Verify Persistent Volume
First, confirm that the Persistent Volume and Persistent Volume Claim are correctly created and bound.
kubectl get sc
kubectl get pv
kubectl get pvc
Deploy PostgreSQL
Now, we’ll deploy PostgreSQL using a Kubernetes Deployment and connect it to the Persistent Volume.
postgres-deployment.yaml
apiVersion: apps/v1
kind: Deployment
metadata:
name: postgres-deployment
spec:
replicas: 1
selector:
matchLabels:
app: postgres
template:
metadata:
labels:
app: postgres
spec:
containers:
- name: postgres
image: postgres:13
ports:
- containerPort: 5432
env:
- name: POSTGRES_PASSWORD
value: "Password1234"
volumeMounts:
- mountPath: "/var/lib/postgresql/data"
name: postgres-storage
volumes:
- name: postgres-storage
persistentVolumeClaim:
claimName: postgres-pvc
Apply the deployment:
kubectl apply -f postgres-deployment.yaml
This will create a PostgreSQL Pod using the specified Docker image (postgres:13) and mount the Persistent Volume to /var/lib/postgresql/data within the container.
Verify Deployment
kubectl get deployments
kubectl get pods
Check Local Directory
Since we’re using a hostPath for the Persistent Volume, the files should be stored on our local machine at /Users/saurav/Tech/Kubernetes/pv_pvc/data/postgres.
ls -ltra /Users/saurav/Tech/Kubernetes/pv_pvc/data/postgres
Create Service for PostgreSQL
Now we need to create a Service for the PostgreSQL deployment. This Service will route traffic to the PostgreSQL Pod on port 5432.
postgres-service.yaml
apiVersion: v1
kind: Service
metadata:
name: postgres-service
spec:
type: ClusterIP
selector:
app: postgres
ports:
- port: 5433
targetPort: 5432
This YAML file defines a ClusterIP Service named postgres-service, which will expose port 5433 within the Kubernetes cluster. Apply the Service configuration to the cluster:
kubectl apply -f postgres-service.yaml
Verify Service
kubectl get svc
Access PostgreSQL Locally
Now that the Service is created, you can use the kubectl port-forward command to access PostgreSQL on your local machine:
kubectl port-forward svc/postgres-service 5433:5433
Verify Data Persistence
Connect to PostgreSQL
With port forwarding in place, you can connect to PostgreSQL using a client like psql or a GUI tool like pgAdmin.
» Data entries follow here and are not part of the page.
PR #2009, opened 2022-09-07
docs: Weblate punctuation checks

smoe:
Went through the "any checks" warnings of weblate, which turned out to be mostly changes to the punctuation that have not been committed.

### DIFF
--- a/docs/man/man9/setsserial.9
+++ b/docs/man/man9/setsserial.9
@@ -54,7 +54,7 @@ value.
 The next line invokes setsserial. This is run in a slightly strange way in order
 to have kernel-level access to a live Hostmot2 config. It is basically a 
 HAL module that always fails to load. This may lead to error messages being
-printed to the halcmd prompt. These can often be ignored. 
+printed to the `halcmd:` prompt. These can often be ignored. 
 All the real feedback is via the dmesg command. It is suggested to have a second
 terminal window open to run dmesg after each command. 
 
--- a/docs/src/getting-started/updating-linuxcnc.adoc
+++ b/docs/src/getting-started/updating-linuxcnc.adoc
@@ -997,7 +997,7 @@ ShuttleXpress, so the old driver name is no longer accurate.
 === linuxcncrsh
 
 "Home All" is now supported with the set home subcommand
-by using -1 for the joint number
+by using -1 for the joint number.
 
 The jogging commands have been altered to accommodate both joint (free)
 and teleop (world) jogging.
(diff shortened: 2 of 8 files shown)


petterreinholdtsen:
This one look good to me.  The only think I am unsure about is the &thinsp; stuff, not sure what the conclusion was there.  I assume it will not cause any problems.

hansu:
[Petter]
You mean the `&thinsp;` stuff?

I am also unsure because these characters generate a lot of warnings. Not sure how we could get rid of warnings like this:
```
../docs/html/tooldatabase/tooldatabase.html:195: parser error : Entity 'thinsp' not defined
to the 6&thinsp;mm endmill with the fewest operating hours.  Then, when a
```

smoe:
How does this affect the PDF? I happily stop introducing those special spaces for now. And, obviously, they are easily sed-ed out should the need arise.

hansu:
It's no problem with the PDF's.

I did some investigation.
First, the warnings can be avoided by using `&#8201;` instead iof `&thinsp;`.
But this doesn't promote the readability of the asciidoc sources. 

Changing  `&thinsp;` to `&#8201;` would be the easiest fix to avoid the warnings. Better to find the root of it, but I have no idea where these warnings come from. If I run only asciidoc to format them as HTMl, I don't get theses warnings.

Second, I did a comparison about different spaces between value and unit (just for fun)

1. No space (no option, I know)
2. Hair space `&#8202;`
3. Thin Space `&#8201;`
4. Normal space

(PDF)
grafik

smoe:
So, for slim numbers like "1" we would want to use half and for wide numbers it would be thin?!? Easy.

hansu:
> So, for slim numbers like "1" we would want to use half and for wide numbers it would be thin?!? Easy.

Yes, we could do that.
But I have another proposal. I think it's the best solution to insert the unicode character as unicode into the source files.
E.g. just copy and paste it from a site like [this](https://www.compart.com/en/unicode/U+2009).
It has two advantages:
- better readable sources
- no warnings

hansu:
>But I have another proposal. I think it's the best solution to insert the unicode character as unicode into the source files.

@smoe any objections regarding this?

smoe:
> > But I have another proposal. I think it's the best solution to insert the unicode character as unicode into the source files.
> 
> @smoe any objections regarding this?

I think I would just want to ignore those number-unit-distances for the time being and just finish those translations. I can live with a few warnings. And if those warnings are wrong then I prefer to fix what is wrong over investing extra work to circumvent the problem.

hansu:
42 warnings which can be eliminated with a simple a replace action, a work wich is quicker done than discussing about it.
But it was more meant if you have objections to insert unicode characters in this way. But seems not. So I go for it?

smoe:
Go for it. That would be done in a separate branch? I would just go and rebase this one to master then.

hansu:
>Go for it. That would be done in a separate branch? I would just go and rebase this one to master then.

Maybe I'll do it after the merge.
But weird that it fails.

PR #2010, opened 2022-09-07
CI more dists

SebKuzminsky:
This extends the "package-arch" and "package-indep" CI jobs to test on Buster and Bullseye (in addition to Testing and Unstable as they currently do).

In order to do this, I added the deb archive at linuxcnc.org to the sources list, so that our backported po4a 0.67 is available on Buster and Bullseye.


.github/workflows/ci.yml
```diff
@@ -1,4 +1,5 @@
 name: Build CI
+# vim: sw=2
```
petterreinholdtsen, line 2: This vim line look like it better stay on the first line outside the YAML structure.  Are you sure it have to be on line two?

.github/workflows/ci.yml
```diff
@@ -65,7 +66,7 @@ jobs:
     runs-on: ubuntu-latest
     strategy:
       matrix:
-        image: ["debian:testing", "debian:unstable"]
+        image: ["debian:buster", "debian:bullseye", "debian:testing", "debian:unstable"]
```
petterreinholdtsen, line 69: It seem better to me to use 'oldstable', 'stable', 'testing' and 'unstable' instead of 'buster', 'bullseye', 'testing', 'unstable', to dynamically change when Debian make new releases.  No idea if it work, but recommend testing those names if you have not done so already.

.github/workflows/ci.yml
```diff
@@ -83,7 +84,18 @@ jobs:
...
+
+        # Add linuxcnc.org deb archive to apt sources list.
+        apt-get --yes --quiet install gpg software-properties-common
+        gpg --keyserver hkps://keyserver.ubuntu.com --recv-key 3CB9FD148F374FEF
+        gpg --output /etc/apt/trusted.gpg.d/linuxcnc-deb-archive.gpg --export 3CB9FD148F374FEF
+        DIST=$(echo ${{matrix.image}} | cut -d : -f 2)
+        add-apt-repository "deb http://linuxcnc.org $DIST base"
+        apt-get --quiet update
+
+        # Install stuff needed to turn a linuxcnc working tree into a debian source package.
```
petterreinholdtsen, line 96: This is equivalent to adding random stuff from the internet and allow anyone with the ability to hijack TCP connections to run anything they want on the CI test host.  Perhaps only enable it for oldstable and stable, and not for testing and unstable, to at least reduce the exposure as much as possible?  Or perhaps provide the GPG key alongside the CI script, to start the chain of trust within the git repository instead of having to trust the hkps server protocol and connection?

petterreinholdtsen (changes requested):
The change I want to have to approve this is avoid downloading the GPG key from the Internet and including it in the git repo instead.

.github/workflows/ci.yml
SebKuzminsky: It can be anywhere.

.github/workflows/ci.yml
SebKuzminsky: That's a good idea, I'll include the pubkey in the repo.

.github/workflows/ci.yml
smoe: Admittedly, that change of names that we cannot control is why I prefer to have the distributions named explicitly. So, I would also s/testing/bookworm/.

petterreinholdtsen:
[Steffen Möller]
> Admittedly, that change of names that we cannot control is why I
> prefer to have the distributions named explicitly. So, I would also
> s/testing/bookworm/.

Why?

To me the point is to test the upload dist, the next stable, the current
stable and the previous stable version, not some arbitrary versions that
will be uninteresting in a year or two.

Unrelated to this, it occured to me that the code to install a new
version of po4a is not needed in testing and unstable any more, so a
change similar to this should be implemented there:

diff --git a/.github/workflows/ci.yml b/.github/workflows/ci.yml
index 5d8ff9d96e..3cbcf839d7 100644
--- a/.github/workflows/ci.yml
+++ b/.github/workflows/ci.yml
@@ -26,8 +26,6 @@ jobs:
       run: |
         ./scripts/travis-install-build-deps.sh
         sudo apt-get install -y eatmydata
-        curl -O https://snapshot.debian.org/archive/debian/20220716T154603Z/pool/main/p/po4a/po4a_0.67-2_all.deb
-        sudo apt install ./po4a_0.67-2_all.deb
         cd src
         eatmydata ./autogen.sh
         eatmydata ./configure --with-realtime=uspace --disable-check-runtime-deps

For those environments the travis-install-build-deps.sh will install a
new enough version.  With the extra repo, I suspect it will also work
for stable, oldstable and older ubuntu versions.

-- 
Happy hacking
Petter Reinholdtsen

smoe:
> [Steffen Möller]
> Admittedly, that change of names that we cannot control is why I prefer to have the distributions named explicitly. So, I would also s/testing/bookworm/.
> Why? To me the point is to test the upload dist, the next stable, the current stable and the previous stable version, not some arbitrary versions that will be uninteresting in a year or two.

My preference is to keep testing LinuxCNC in the environments we accept or aspire to be compatible with LinuxCNC environments. Just because Debian decides to call something stable that we have not adapted the LinuxCNC code for, in my mind should not trigger any action on our side. To stay relevant we should then manually add another distribution name. Also, our users should not be surprised when the distribution of Debian changes but they still run their buster USB stick.

What we have now (stable name explicitly but testing left as testing) is inconsistent. Either way is better than what we have now. Maybe I should also add that all these many words typed may not be worth the difference, but then again, any user who runs into an unexpected incompatibility when apt-get updating will type many more words :)

SebKuzminsky:
I'm expecting 0808e8b to pass, if so it's ready to merge IMO.

PR #2018, opened 2022-09-10
docs: worked over weblate inconsistencies

smoe:
Went through the many "marked for edit"-entries in Weblate. Most of those Weblate changes were reverse-translations that have now been confirmed in their assignment to the translation. But for a good part there were unexpected
differences between English and the translation that required changes on either side.

### DIFF
--- a/docs/src/config/pncconf.adoc
+++ b/docs/src/config/pncconf.adoc
@@ -13,7 +13,7 @@ parallel port driven systems).
 
 PnCconf is still in a development stage (Beta) so there are some bugs and
 lacking features.
-Please report bugs and suggestions to the LinuxCNC forum page or mail-list.
+Please report bugs and suggestions to the LinuxCNC forum page or mailing list.
 
 There are two trains of thought when using PnCconf:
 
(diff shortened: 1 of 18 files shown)


docs/src/config/pncconf.adoc
```diff
@@ -36,17 +36,17 @@ details.
 
 == Step by Step Instructions
 
-.PnCConf Splash
-image::images/pncconf-splash.png["PnCConf Configuration Wizard"]
+.PnCconf Splash
```
hansu, line 39: Does anyone has an idea for what "PnC" stands for? I guess  @jepler can answer this...

jepler: > Does anyone has an idea for what "PnC" stands for? I guess  @jepler can answer this...

I didn't originate this part of linuxcnc

hansu: As it is based on Stepconf, I assumed you originated this as well. My bad. A look into the sources gives me @c-morley as possible candidate for this question :slightly_smiling_face:

c-morley: I'm guilty (of course hugely based on Jeff's way-better-coded Stepconf at the time)
Point aNd Click

hansu: Thanks, great to have this clarified :slightly_smiling_face:

PR #1896, opened 2022-08-06
Duplicate Strings gmoccapy.pot and linuxcnc.pot

zz912:
The same Strings were generated to gmoccapy.pot and linuxcnc.pot
I inspired here:
https://github.com/LinuxCNC/linuxcnc/pull/542/files

This FIX needs to be done only for branche 2.8. It already exists in the master version.

PR #542, opened 2018-12-14
Modify the Submakefile that extracts the POT file.

Solitarily:
The translation of "gmoccapy" does not need to be included in "linuxcnc.pot". So I commented it out. The translation of "gladevcp" is not valid in "gmoccapy.pot". It should be included in "linuxcnc.pot".

PR #2020, opened 2022-09-11
Revert "Duplicate Strings gmoccapy.pot and linuxcnc.pot"

gmoccapy:
Reverts LinuxCNC/linuxcnc#1896

It is very frustrating to see that you now splited the gmoccapy translation in two pot files.

gmoccapy.glade is the main screen from gmoccapy! It is no widget it is the main screen!!
All the effort I have done to translate the GUI in different languages has become now much more complicated. I explained all at the beginning of this discussion why I did all the thinks.

I agree that it should not be in both submake files, but IT BELOGNGS TO GMOCCAPY not to linuxcnc.

As I am still out of time I hope someone will revert this change, otherwise I will do that as soon as I have time.

Norbert

### DIFF
--- a/src/emc/usr_intf/gmoccapy/Submakefile
+++ b/src/emc/usr_intf/gmoccapy/Submakefile
@@ -3,6 +3,9 @@ GMOCCAPY_MODULES = dialogs getiniinfo notification player preferences widgets
 PYTARGETS += ../bin/gmoccapy ../lib/python/gmoccapy/__init__.py $(patsubst %,../lib/python/gmoccapy/%.py,$(GMOCCAPY_MODULES)) \
 	../share/gmoccapy/gmoccapy.glade 
 
+PYI18NSRCS += emc/usr_intf/gmoccapy/gmoccapy.py $(patsubst %,emc/usr_intf/gmoccapy/%.py,$(GMOCCAPY_MODULES)) \
+	emc/usr_intf/gmoccapy/gmoccapy.glade 
+
 ../lib/python/gmoccapy/__init__.py:
 	@mkdir -p ../lib/python/gmoccapy
 	@touch $@


hansu:
It's the same change as in https://github.com/LinuxCNC/linuxcnc/pull/542/

You wrote finally in [this comment](https://github.com/LinuxCNC/linuxcnc/pull/542/#issuecomment-841332678):

>I just checked again, may be it can be this way, I do not see any difference after doing a make clean and build fresh between master and 2.8.
>
>So ok, may be merged to 2.8 too.

gmoccapy:
And also I mentioned:

> Why I did include some glade files in my Makefile was, that that ones did not have valid translations and are used within gmoccapy.

gmoccapy:
Most files have now a valid translation, because they have been translated together with gmoccpay.

So the widget files can be in linuxcnc, but gmoccapy.glade need to be in gmoccapy.pot file.

Norbert

hansu:
>So the widget files can be in linuxcnc, but gmoccapy.glade need to be in gmoccapy.pot file.

gmoccapy.glade is still in gmoccapy.pot. The diff in https://github.com/LinuxCNC/linuxcnc/pull/1896#issuecomment-1242692841 shows that gmoccapy.glade, gmoccapy.py, gmoccapy/dialogs.py and so on are only removed in linuxcnc.pot.

zz912:
Mr. Norbert,

I deleted "PYI18NSRCS"

PYI18NSRCS  GOES TO LINUXCNC
look at:
https://github.com/LinuxCNC/linuxcnc/blob/e15761456940b34210b2121afa5c30d140acee3f/src/po/Submakefile#L110

gmoccapy:
Sorry for the inconvinience! I took the time to check all the changes again and you are right, the translation of gmoccapy is still individuell from the huge linuxcnc pot file.

I need to take more time to double-check my comments and bet your pardon!

Norbert

PR #2021, opened 2022-09-11
autoconf: new ax_boost_base from autoconf-archive

SebKuzminsky:
This commit updates src/m4/ax_boost_base.m4 to the version in autoconf-archive v2022.09.03.  This fixes a bug with boost library path detection on armhf.


jepler (commented):
Seems ok, didn't test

psql -h 127.0.0.1 -p 5433 -U postgres -W
To test data persistence, we can create a simple table & insert data.
CREATE TABLE test_table(id SERIAL PRIMARY KEY, name VARCHAR(50));
INSERT INTO test_table(name) VALUES ('Kubernetes Persistent Volume');
INSERT INTO test_table(name) VALUES ('Kubernetes Persistent Volume Claim');
SELECT * FROM test_table;
Simulate Failure
To demonstrate that the data persists even when the deployment is killed, we’ll delete the PostgreSQL Pod.
kubectl delete pod postgres-deployment-5f667db685-2dt5q
Kubernetes will automatically restart the Pod since it is part of a Deployment. Once the Pod is up and running again, reconnect to PostgreSQL and verify if the data is still there.
SELECT * FROM test_table;
You should see that the data still exists, demonstrating that the Persistent Volume is working correctly.
By following the steps above, you’ve successfully set up PostgreSQL in a Kubernetes cluster on Docker Desktop with persistent storage. This setup ensures that your PostgreSQL data is not lost even if the container crashes or is deleted. Persistent Volumes in Kubernetes provide a reliable way to manage stateful applications in an otherwise stateless environment, making them essential for databases like PostgreSQL.